Tensões religiosas marcarão viagem de papa à África

Francisco tem buscado apaziguar as relações entre as religiões afirmando que os cristãos estariam errados de equiparar o islã à violência

Cidade do Vaticano – A primeira visita do papa Francisco à África irá ressaltar os problemas na construção do diálogo entre o cristanismo e o islã, duas religiões que crescem rapidamente no continente, ameaçando ampliar as diferenças de um convívio que já é volátil.

Os três países no itinerário papal entre 25 e 30 de novembro –Quênia, Uganda e República Centro-Africana– vêm sendo assolados por ataques de islâmicos radicais ou confrontos sectários entre cristãos e muçulmanos, e as preocupações com a segurança fizeram com que a viagem seja relativamente curta.

Tendo ainda como pano de fundo os atentados recentes de militantes islâmicos na França e no Mali, os principais conselheiros do papa logo reconheceram as dificuldades de conduzir um diálogo dos católicos com outras igrejas cristãs e com muçulmanos.

“Como você pode dialogar com esta mentalidade?
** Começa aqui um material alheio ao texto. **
PR #16568, opened 2024-08-30
[57258] Fix issues found during review

cbliard:
# Ticket
https://community.openproject.org/wp/57258

Two issues have been found during review:

- [x] Derivation hints should be displayed in status-based mode
- [x] Hints when remaining work is increased/decreased like work should be reworked

This PR addresses them.

## Screenshots

**Derivation hints should be displayed in status-based mode**

Before:

image

After:

image

**Hints when remaining work is increased/decreased like work should be reworked**

The amount by which it is changed is indicated in the hint text.

Before:

Aug-29-2024_11-33-42

After: 

new behavior with amount

**Derivation hints should be displayed in status-based mode**

Call the right method to set the caption from the calculated hint.
Then some hints were displayed inappropriately so they had to be fixed.

**Hints when remaining work is increased/decreased like work should be reworked**

The delta is added to the derived hint in the work package. A `WorkPackage::ProgressHint` class is introduced to manage the logic of converting the keys and the delta to a translated message with the duration converted into hours or hours and days depending on the configuration.

# Merge checklist

- [x] Added/updated tests

### DIFF
--- a/app/forms/work_packages/progress_form.rb
+++ b/app/forms/work_packages/progress_form.rb
@@ -151,6 +151,7 @@ class WorkPackages::ProgressForm < ApplicationForm
       name:,
       value: field_value(name),
       label:,
+      caption: field_hint_message(name),
       readonly: true,
       classes: "input--readonly",
       placeholder: ("-" if placeholder)
@@ -199,9 +200,10 @@ class WorkPackages::ProgressForm < ApplicationForm
   end
 
   def default_field_options(name)
+    action = name == :status_id ? "change" : "input"
     data = { "work-packages--progress--preview-progress-target": "progressInput",
              "work-packages--progress--touched-field-marker-target": "progressInput",
-             action: "input->work-packages--progress--touched-field-marker#markFieldAsTouched" }
+             action: "#{action}->work-packages--progress--touched-field-marker#markFieldAsTouched" }
 
     if @focused_field == name
       data[:"work-packages--progress--focus-field-target"] = "fieldToFocus"
--- a/app/forms/work_packages/progress_form.rb
+++ b/app/forms/work_packages/progress_form.rb
@@ -197,10 +197,9 @@ class WorkPackages::ProgressForm < ApplicationForm
   end
 
   def default_field_options(name)
-    action = name == :status_id ? "change" : "input"
     data = { "work-packages--progress--preview-progress-target": "progressInput",
              "work-packages--progress--touched-field-marker-target": "progressInput",
-             action: "#{action}->work-packages--progress--touched-field-marker#markFieldAsTouched" }
+             action: "work-packages--progress--touched-field-marker#markFieldAsTouched" }
 
     if @focused_field == name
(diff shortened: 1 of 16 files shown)


app/forms/work_packages/progress_form.rb
```diff
@@ -199,9 +197,10 @@ def as_percent(value)
   end
 
   def default_field_options(name)
+    action = name == :status_id ? "change" : "input"
     data = { "work-packages--progress--preview-progress-target": "progressInput",
              "work-packages--progress--touched-field-marker-target": "progressInput",
-             action: "input->work-packages--progress--touched-field-marker#markFieldAsTouched" }
+             action: "#{action}->work-packages--progress--touched-field-marker#markFieldAsTouched" }
```
aaron-contreras: Now that I think of it, we could even omit the action and it would use the default event for each input type. Meaning for select fields it would use "change", for input fields would use "input" and we don't need to specify this. But we could also argue that being explicit about the event is probably best.
```suggestion
             action: "work-packages--progress--touched-field-marker#markFieldAsTouched" }
```

frontend/src/stimulus/controllers/dynamic/work-packages/progress/preview-progress.controller.ts
```diff
@@ -61,7 +61,11 @@ export default class PreviewProgressController extends Controller {
     };
 
     this.progressInputTargets.forEach((target) => {
-      target.addEventListener('input', this.debouncedPreview);
+      if (target.tagName.toLowerCase() === 'select') {
+        target.addEventListener('change', this.debouncedPreview);
+      } else {
+        target.addEventListener('input', this.debouncedPreview);
+      }
```
aaron-contreras, line 68: Same comment as above - whatever you see more fit

spec/support/edit_fields/progress_edit_field.rb
```diff
@@ -87,18 +87,31 @@ def clear
...
+
+  def status_field?
+    field_name == "work_package_status_id"
+  end
+
   def focus
     return if focused?
 
     input_element.click
+    input_element.click if status_field? # to close the dropdown
```
aaron-contreras, line 114: Clever

aaron-contreras (approved):
All looks good! Left a question open to your decision. Merge if disregarded :)

app/forms/work_packages/progress_form.rb
cbliard: Good catch! I tried it and it works. I'll commit it.

frontend/src/stimulus/controllers/dynamic/work-packages/progress/preview-progress.controller.ts
cbliard: I don't get it. The first argument is mandatory. How can I make both identical?

app/forms/work_packages/progress_form.rb
cbliard: commited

Não há diálogo com extremistas. Vejam o que eles fazem”, disse o cardeal Robert Sarah, da Guiné, uma das maiores autoridades africanas no Vaticano.

Bispos do Sudão, que durante décadas esteve dividido entre o norte, que tem maioria muçulmana, e o sul, onde há muitos cristãos, vêm dizendo que os cristãos no país são considerados “menos que cachorros… lenha para ser queimada”, afirmou Sarah na sexta-feira em Roma.

Francisco tem buscado apaziguar as relações entre as religiões afirmando que os cristãos estariam errados de equiparar o islã à violência.

Mas o potencial de atrito entre as duas religiões predominantes na África subsaariana deve aumentar no mesmo ritmo da população nas próximas décadas.

Estima-se que, até 2050, o cristianismo e o islamismo na região subsaariana devem ter duas vezes mais fiéis do que tinham em 2010, de acordo com um estudo deste ano do Pew Research Center.

Projeções mostram que o cristianismo deve continuar sendo o maior grupo religioso da região, de 517 milhões de praticantes em 2010 para 1,1 bilhão em 2050.

A população muçulmana deve crescer em ritmo mais acelerado, indo de 248 milhões para 670 milhões de fiéis, diz o estudo.

Os temores com a segurança restringirão os movimentos de Francisco às capitais.

Por outro lado, o Vaticano afirma que ele irá usar um papa-móvel aberto ou um pequeno carro na maior parte do tempo, dispensando veículos blindados.

Um porta-voz negou a informação de que o pontífice irá usar um colete à prova de balas.